◆ **Exercise objective**
Working from the top of the records below, reproduce each line exactly, ending once you have written the line containing "## To Reproduce".

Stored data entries
━━━━━━━━

PR #2237, opened 2020-04-27
Added github backport action

delvedor:
As titled!
This GitHub action should help us easily backport changes from `master` to `2.x` or `1.x`, you just need to add the correct backport label and it will work automagically!

If the can't be automatically backported, the GitHub bot will comment the failure on the pr.
I've already renamed our backport labels so the bot can understand them.

### How does this works?

It's quite easy, as soon as someone opens a pr against `master`, and the change should be backported to `2.x` and/or `1.x`, you should add the corresponding backport label.
For example, if we need to backport something to both `2.x` and `1.x`, we will add:
- `backport 2.x`
- `backport 1.x`

And you are done! If there are no conflicts, the action will open a separate pr with the backport, and after the tests pass, you should manually merge it :)

#### Checklist

### DIFF
--- a/.github/workflows/backport.yml
+++ b/.github/workflows/backport.yml
@@ -1,0 +1,16 @@
+name: Backport
+on:
+  pull_request:
+    types:
+      - closed
+      - labeled
+
+jobs:
+  backport:
+    runs-on: ubuntu-latest
+    name: Backport
+    steps:
+      - name: Backport
+        uses: tibdex/backport@v1
+        with:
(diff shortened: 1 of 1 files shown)


mcollina:
Can you add a bit of docs on how it works?

delvedor:
@mcollina done!
Not sure why CI is failing 🤔

delvedor:
@jsumners Iagree, but given that we should use the label anyway and the process is “automatic”, I see no harm in enabling it :)

Issue #2229, opened 2020-04-25
reply.callNotFound not triggering hooks


mcollina:
## 🐛 Bug Report

reply.callNotFound() does not trigger hooks

## To Reproduce

Steps to reproduce the behavior see https://github.com/fastify/fastify-static/issues/126, fastify-static use callNotFound internally.

## Expected behavior

The hooks must be called.

## Your Environment

- *node version*: 10, 12, 13
- *fastify version*: >=2.0.0
- *os*: Mac, Windows, Linux
- *any other relevant information*

mcollina:
See https://github.com/fastify/help/issues/178 as well.

PR #2256, opened 2020-05-05
Fix: call preHandler on reply.callNotFound

salmanm:
Fixes https://github.com/fastify/fastify/issues/2229

#### Checklist


delvedor:
I expect the automatic backport to fail since the `preHandlerCallback` code has been changed in v3.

━━━━━━━━

◆ **Task result**
PR #2237, opened 2020-04-27
Added github backport action

delvedor:
As titled!
This GitHub action should help us easily backport changes from `master` to `2.x` or `1.x`, you just need to add the correct backport label and it will work automagically!

If the can't be automatically backported, the GitHub bot will comment the failure on the pr.
I've already renamed our backport labels so the bot can understand them.

### How does this works?

It's quite easy, as soon as someone opens a pr against `master`, and the change should be backported to `2.x` and/or `1.x`, you should add the corresponding backport label.
For example, if we need to backport something to both `2.x` and `1.x`, we will add:
- `backport 2.x`
- `backport 1.x`

And you are done! If there are no conflicts, the action will open a separate pr with the backport, and after the tests pass, you should manually merge it :)

#### Checklist

### DIFF
--- a/.github/workflows/backport.yml
+++ b/.github/workflows/backport.yml
@@ -1,0 +1,16 @@
+name: Backport
+on:
+  pull_request:
+    types:
+      - closed
+      - labeled
+
+jobs:
+  backport:
+    runs-on: ubuntu-latest
+    name: Backport
+    steps:
+      - name: Backport
+        uses: tibdex/backport@v1
+        with:
(diff shortened: 1 of 1 files shown)


mcollina:
Can you add a bit of docs on how it works?

delvedor:
@mcollina done!
Not sure why CI is failing 🤔

delvedor:
@jsumners Iagree, but given that we should use the label anyway and the process is “automatic”, I see no harm in enabling it :)

Issue #2229, opened 2020-04-25
reply.callNotFound not triggering hooks


mcollina:
## 🐛 Bug Report

reply.callNotFound() does not trigger hooks

## To Reproduce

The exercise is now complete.